Abstract

Hemodynamic depression (HD) is a complication after carotid artery stenting (CAS). However, there are existing controversies in predicting postoperative risk factors and subsequent clinical outcomes, especially in high-risk patients. Therefore, the present study aimed to investigate the rate of incidence, clinical predictors, and clinical significance associated with persistent HD (p-HD) pathology, as well as obstinate persistent HD (op-HD) after CAS in our center. We retrospectively analyzed 162 consecutively recruited carotid arteriosclerotic stenosis (CASS) patients who received interventional therapy in our hospital between September 2020 and September 2022. The acute/subacute effects of proximal internal CAS on p-HD and op-HD were studied to explore the relationship between CAS and perioperative adverse events. Logistic regression analysis was performed to identify independent predictors of p-HD after CAS. Pathological associations between p-HD/op-HD and clinical events at the 30-day time point were analyzed. Of 162 patients, 18.5 % (n = 30) patients had p-HD, while op-HD was observed in 5.6 % (n = 9) of patients. Hypertension (OR: 8.73; 95 % CI: 1.05–72.90; P = 0.045), history of stroke/transient ischemic attack (TIA) (OR: 4.05; 95 % CI: 1.55–10.59; P = 0.004), coronary artery disease (CAD) (OR: 3.38; 95 % CI: 1.29–8.89; P = 0.013), and distance from the carotid bifurcation to the lesion with maximum stenosis (OR: 2.467; 95 % CI: 1.02–5.93; P = 0.044) were significantly associated with p-HD onset.
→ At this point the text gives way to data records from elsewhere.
PR #3230, opened 2020-07-06
Update Window install script to support the SGX1FLC option on Win2019

### LINKED ISSUE #2960: install-windows-prereqs.ps1 should work on WS2019 with SGX1FLC option
Install-DCAP-dependencies still needs to be updated to be able to manually install the drivers over the existing ones via devcon; Install-DCAP-dependencies for WS2019 is just broken. (i.e. make SGX1FLC option just work on WS2019 instead of requiring SGX1FLC-nodriver option.)
See PR##2911 for manual instructions on updating drivers on WS2019.

### LINKED ISSUE #3010: install-windows-prereqs.ps1 can fail trying to set sgx_lc_msr regkey on WS2019
The install-windows-prereqs.ps1 script can fail with the error:

> Cannot find path 'HKLM:\SYSTEM\CurrentControlSet\Services\sgx_lc_msr\Parameters' because it does not exist.

This is because it always tries to set the sgx_lc_msr regkey assuming that the user may be using the `SGX1FLC-NoDriver` setting, but still wants the enable the default installed FLC driver. However, if the device is not SGX enabled or there WU has failed to setup the sgx_lc_msr regkey before the script is run, there's no regkey to create the value under.

As an independent fix, the script should:
- only attempt to write the regkey if both `($LaunchConfiguration -eq "SGX1FLC-NoDriver") -and (${OS_VERSION} -eq "WinServer2019")`
- probe the presence of the regkey and create it if not found.

This can also be addressed as part of fixing #2960: If the `SGX1FLC` option just works for WS2019 by always upgrading from local packages, then the script should only set the regkey in that scenario, and not try to set it in the `SGX1FLC-NoDriver` configuration.

rs--:
Update PSW and DCAP on Windows 2019 instead of attempting to install.

Fixes #2960 
Fixes #3010 

### DIFF
--- a/scripts/install-windows-prereqs.ps1
+++ b/scripts/install-windows-prereqs.ps1
@@ -16,6 +16,7 @@ Param(
     [string]$Clang7Hash = '672E4C420D6543A8A9F8EC5F1E5F283D88AC2155EF4C57232A399160A02BFF57',
     [string]$IntelPSWURL = 'http://registrationcenter-download.intel.com/akdlm/irc_nas/16607/Intel%20SGX%20PSW%20for%20Windows%20v2.7.101.2.exe',
     [string]$IntelPSWHash = 'AF669A4593411E9AABCE18838C91003866DDDEDAC5BEEC61DE160025008B0A19',
+    [string]$IntelPSWInfHash = '48e7c1e9-6de8-46ee-8ff9-46aa7b7ee5b9',
     [string]$ShellCheckURL = 'https://shellcheck.storage.googleapis.com/shellcheck-v0.7.0.zip',
     [string]$ShellCheckHash = '02CFA14220C8154BB7C97909E80E74D3A7FE2CBB7D80AC32ADCAC7988A95E387',
     [string]$NugetURL = 'https://www.nuget.org/api/v2/package/NuGet.exe/3.4.3',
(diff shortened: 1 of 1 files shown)


scripts/install-windows-prereqs.ps1
```diff
@@ -427,6 +427,30 @@ function Install-PSW {
...
+    }
+    Install-ZipTool -ZipPath $PACKAGES["psw"]["local_file"] `
+                    -InstallDirectory $tempInstallDir
+
+    $signedZip = Get-Item "$tempInstallDir\Intel*SGX*\PSW_INF_RS3_and_above\component\Signed_*.zip"
+    $infDir = "$tempInstallDir\PSW_INF"
+    Install-ZipTool -ZipPath $signedZip `
+                    -InstallDirectory $infDir
+
+    $infHash = "48e7c1e9-6de8-46ee-8ff9-46aa7b7ee5b9"
```
mingweishih, line 443: Would it be better to define this as part of `Param`, which is easier to track? It seems like it requires manually update every time  Intel updates the package.

mingweishih:
You can use the "fixes #issue" pattern in the description (e.g., fixes #issue1, fixes #issue2) . Once this PR is merged, those issues will be automatically closed.

radhikaj:
Thanks @rs-- for these fixes. Some of the docs also need to be updated to be inline with this: As an example. https://github.com/openenclave/openenclave/blob/master/docs/GettingStartedDocs/Contributors/WindowsSGX1FLCGettingStarted.md would need to be updated I think. Are there others?

rs--:
@radhikaj good point, I'll make sure the appropriate docs are updated

scripts/install-windows-prereqs.ps1
```diff
@@ -586,22 +611,39 @@ function Install-DCAP-Dependencies {
...
+                        Write-Output "Removing driver $driverLocation"
+                        Remove-DCAPDriver -Name $driverLocation
                     }
                 }
-                Write-Output "Installing driver $($drivers[${OS_VERSION}][$driver]['location'])"
-                $install = & $devConBinaryPath install "$($inf.FullName)" $drivers[${OS_VERSION}][$driver]['location']
-                if($LASTEXITCODE) {
-                    Throw "Failed to install $driver driver"
+
+                if ($OS_VERSION -eq "WinServer2019")
```
CodeMonkeyLeet, line 627: You should push this check up before the search for existing drivers, which also removes the WS2019 version check in the loop for the driver removal logic. I'd encourage you to minimize the number of branches due to the versioning logic to make updates more manageable. 

I also believe that this is not specific to WinServer2019; this code path probably should apply to Win10 and that should be tested and verified. Win10 should almost certainly not be hitting the else clause and running the Win2016 code, so I would invert the conditional check (i.e. Win2016 is the exceptional case, and Win10/WS2019 should be default/else)

scripts/install-windows-prereqs.ps1
```diff
@@ -16,6 +16,7 @@ Param(
     [string]$Clang7Hash = '672E4C420D6543A8A9F8EC5F1E5F283D88AC2155EF4C57232A399160A02BFF57',
     [string]$IntelPSWURL = 'http://registrationcenter-download.intel.com/akdlm/irc_nas/16607/Intel%20SGX%20PSW%20for%20Windows%20v2.7.101.2.exe',
     [string]$IntelPSWHash = 'AF669A4593411E9AABCE18838C91003866DDDEDAC5BEEC61DE160025008B0A19',
+    [string]$IntelPSWInfHash = '48e7c1e9-6de8-46ee-8ff9-46aa7b7ee5b9',
```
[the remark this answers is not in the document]
rs--: I have a draft PR because of the new directory structure (https://github.com/openenclave/openenclave/pull/3249). This line wouldn't be needed anymore due to that change.

rs--:
Closing this PR since the code added requires modification after Pull #3251 is merged; will re-open with all the modifications, and comments addressed.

Patients with either p-HD or op-HD suffered from longer intensive care unit (ICU) stays (all P < 0.001) and were associated with a higher risk of stroke (P = 0.003; P < 0.001). Our data suggest that hypertension, previous stroke/TIA, CAD, and distance from the carotid bifurcation to the lesion with maximum stenosis may play roles in the development of p-HD after CAS. Moreover, this study indicates that either p-HD/op-HD can be associated with the risk of clinical adverse events, especially stroke.